La réponse ukrainienne : précision et ténacité

Face à cette déferlante de violence, la réponse ukrainienne se caractérise par une efficacité remarquable malgré des moyens limités. Les défenseurs ukrainiens ont su exploiter leur connaissance du terrain, leur supériorité en matière de guerre électronique et leur motivation pour infliger des pertes dévastatrices aux forces russes. Chaque assaut repoussé représente non seulement un échec tactique pour les Russes, mais aussi une victoire stratégique pour l’Ukraine qui parvient à préserver ses lignes de défense malgré la pression écrasante. Les unités ukrainiennes ont notamment utilisé des tactiques de défense en profondeur, attirant les forces russes dans des zones préparées où elles pouvaient être prises en embuscade par l’artillerie et les drones.
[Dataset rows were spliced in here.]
PR #519, opened 2020-02-26
Refactor/additional deprecated

mickel1138:


config/packages/doctrine.yaml
```diff
@@ -13,7 +13,7 @@ doctrine:
                 commented: false
     orm:
         auto_generate_proxy_classes: true
-        naming_strategy: doctrine.orm.naming_strategy.underscore
+        naming_strategy: doctrine.orm.naming_strategy.underscore_number_aware
```
praneethpr: Cannot create DIF, throws a doctrine error : column doesn't exist

composer.json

L’efficacité ukrainienne repose également sur une utilisation optimale des ressources limitées. Alors que la Russie peut se permettre de gaspiller des munitions et des équipements, l’Ukraine doit compter chaque obus, chaque drone, chaque vie. Cette contrainte a forcé les militaires ukrainiens à développer une approche innovante de la guerre, intégrant massivement les technologies de pointe comme les drones de reconnaissance et d’attaque, les systèmes de guerre électronique avancés et les communications cryptées. Les rapports de terrain indiquent que les forces ukrainiennes ont réussi à frapper deux concentrations de troupes et d’équipements russes, un système d’artillerie et deux postes de commandement russes au cours de la même journée, démontrant une capacité à frapper précisément les points névralgiques de l’appareil militaire ennemi.
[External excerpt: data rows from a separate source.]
PR #1260, opened 2022-09-08
Only show citation if Accepted

mickel1138:


templates/Dataland/v2/index.html.twig
```diff
@@ -69,13 +69,15 @@
                         </div>
                         <hr>
                     {% endif %}
+                    {% if dataset.datasetStatus == constant('App\\Entity\\Dataset::DATASET_STATUS_SUBMITTED') %}
```
fightingtexasaggie, line 72: indent?

fightingtexasaggie: I also don't think we need to include DATASET_STATUS_IN_REVIEW, DATASET_STATUS_ACCEPTED as I think the PO is considering this more of a milestone (to include subsequent states) in the dataset than a specific state.

fightingtexasaggie (approved):
I think this makes good sense.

Je suis profondément admiratif face à cette capacité d’adaptation ukrainienne. Alors que la Russie lance des vagues humaines comme au temps de la Première Guerre mondiale, l’Ukraine invente les guerres de demain. C’est le choc entre deux mondes : d’un côté une mentalité du XIXe siècle obsédée par la masse et le sacrifice, de l’autre une approche du XXIe siècle qui mise sur la technologie, la précision et l’intelligence. Et ce qui me touche le plus, c’est que derrière cette efficacité militaire, il y a des gens ordinaires qui se sont transformés en soldats extraordinaires. Des professeurs, des agriculteurs, des informaticiens qui ont tout quitté pour défendre leur pays. Cette transformation d’une société civile en force de combat me donne foi en l’humanité, même dans les moments les plus sombres.

Sources

Sources primaires

Ukrinform, « War update: Ukrainian forces repel 40 assaults on Pokrovsk axis over past day », 16 décembre 2025. Rapport de l’état-major des forces armées ukrainiennes, Facebook, situation au 8h00 le 16 décembre 2025.

Sources secondaires

Yahoo News/Iryna Balachuk, « Pokrovsk front sees 40 combat clashes out of 151 over past day – Ukraine’s General Staff », 16 décembre 2025. Institute for the Study of War, « Russian Offensive Campaign Assessment », décembre 2024-décembre 2025. Rapports humanitaires des Nations Unies sur la situation en Ukraine, 2025.

Ce contenu a été créé avec l'aide de l'IA.